The Modera Broadway development set to embrace E Howell’s approach to Cal Anderson and replace Broadway’s Bonney Watson funeral home and its surface parking lot with twin seven-story, market rate apartment buildings will go in front of the design review board for what the developers and its team of architects hope will be the third and final session Wednesday night.
“Although development will occur on two separate parcels, the buildings will be designed to create one cohesive resident community with shared management, ample resident amenities and outdoor space,” developer write about the project. “Design will incorporate opportunities for maximizing light and views to the apartment homes, creating overlooks and encouraging people-watching. The buildings will work together toward a shared design concept with similar massing, materials and detailing in support of creating a vibrant transit-oriented development.”
CHS reported here on the project from Mill Creek Residential as it shaped up for review earlier this year. The board decided the project could move forward to the final recommendation phase but wanted to see more done with E Howell and the development’s eastern flank facing Nagle and Cal Anderson Park as well as address a unifying design across the two separate structures that make up the project.
“The board gave very clear direction to provide a simple and refined design on the basis of a very clear design parti, with specific weight given to providing a Chicago-school style Pike/Pine auto row era design,” the architects from Weber Thompson write. “With that the project team simplified the design providing distinct representations of the brick grid structures seen throughout Capitol Hill, studying the proportion and rhythm of existing buildings throughout Capitol Hill and applying a sibling relationship between the north and south structures through coloration and horizontal articulation to the north and vertical to the south.”
As designed, the two buildings will add around 228 units of market rate housing to Broadway along with more than 16,000 square feet of commercial space and underground parking for 124 vehicles despite the project’s close proximity to Capitol Hill Station.
CHS first reported that Mill Creek was acquiring the Broadway property last October with plans for mixed-use development just south of the Capitol Hill Station projects.
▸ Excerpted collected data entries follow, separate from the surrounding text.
PR #2815, opened 2020-04-28
chat-js: only show scrollbars if overflow

liam-fitzgerald:
Uses overflow: auto on the code attachments so that scrollbars only
appear if the content overflows the container. Adds borders on sent Hoon
code to improve visual separation. 
Demo:
Screen Shot 2020-04-28 at 12 53 44 pm

Screen Shot 2020-04-28 at 12 56 12 pm

cc: @urcades

### DIFF
--- a/pkg/interface/chat/src/css/custom.css
+++ b/pkg/interface/chat/src/css/custom.css
@@ -71,7 +71,7 @@ h2 {
 }
 
 .clamp-attachment {
-  overflow: scroll;
+  overflow: auto;
   max-height: 10em;
   max-width: 100%;
 }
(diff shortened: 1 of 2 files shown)


urcades:
@liam-fitzgerald this is nice! Much more readable than the current output we render.

One question: What determines the height of the containers that are now scrollable?

matildepark:
@urcades looks like this:

https://github.com/urbit/urbit/pull/2815/files#diff-3168c42d5901c606b146add7e4181ca2R75

loganallenc:
@matildepark plz morge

In December, Seattle’s Landmarks Preservation Board unanimously rejected the nomination of the 1961-built Bonney-Watson Funeral Home calling the modern-style building underwhelming, boxy, and, depressing.
Bonney-Watson’s Seattle history dates to 1868. In 2013, CHS talked with CEO Cameron Smock about the history — and future — of the funeral home.
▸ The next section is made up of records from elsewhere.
PR #2819, opened 2020-04-28
[WIP]: Regicide

benjamin-tlon:
- [x] Don't build the Daemon from `serf` build. (Can be re-added later as separate package)
- [ ] Remove daemon code from serf source code, and remove it's dependencies.
- [ ] Use King Haskell for tests/CI.
- [ ] Use King Haskell executable in release bundles.
- [ ] Write a wrapper shim that emulates old command line arguments for now (until docs can be updated).


joemfb:
Unsurprisingly, I object. If we're gonna do this, it should be `pkg/u3` with noun and the jets, and then separate `u3-serf` and `u3-king` packages with appropriate dependences. But I've got a branch in progress with tons of changes, and that kind of movement will need be either afteer or on top of those...

benjamin-tlon:
Most important part of this PR is to get the tests and releases working with KH, can figure out how to untangle the `vere` and `serf` packages later.

joemfb:
Obsolete/incomplete, closing.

The new project will harken back to the neighborhood’s auto row history — not its mortuary past — for its design finishes and materials with a mix of brick and sheet metal styling:
Wednesday night, if a memo from city staff to the project’s designers is any guide, look for the board to drill in on the north building’s proposed design elements including the “the fenestration amount and design within the frames” to provide more visual distinction between the two structures. You can also expect more questions about the planned live/work units along Nagle and whether that type of commercial activity is worthy of the street and the park it will look out on.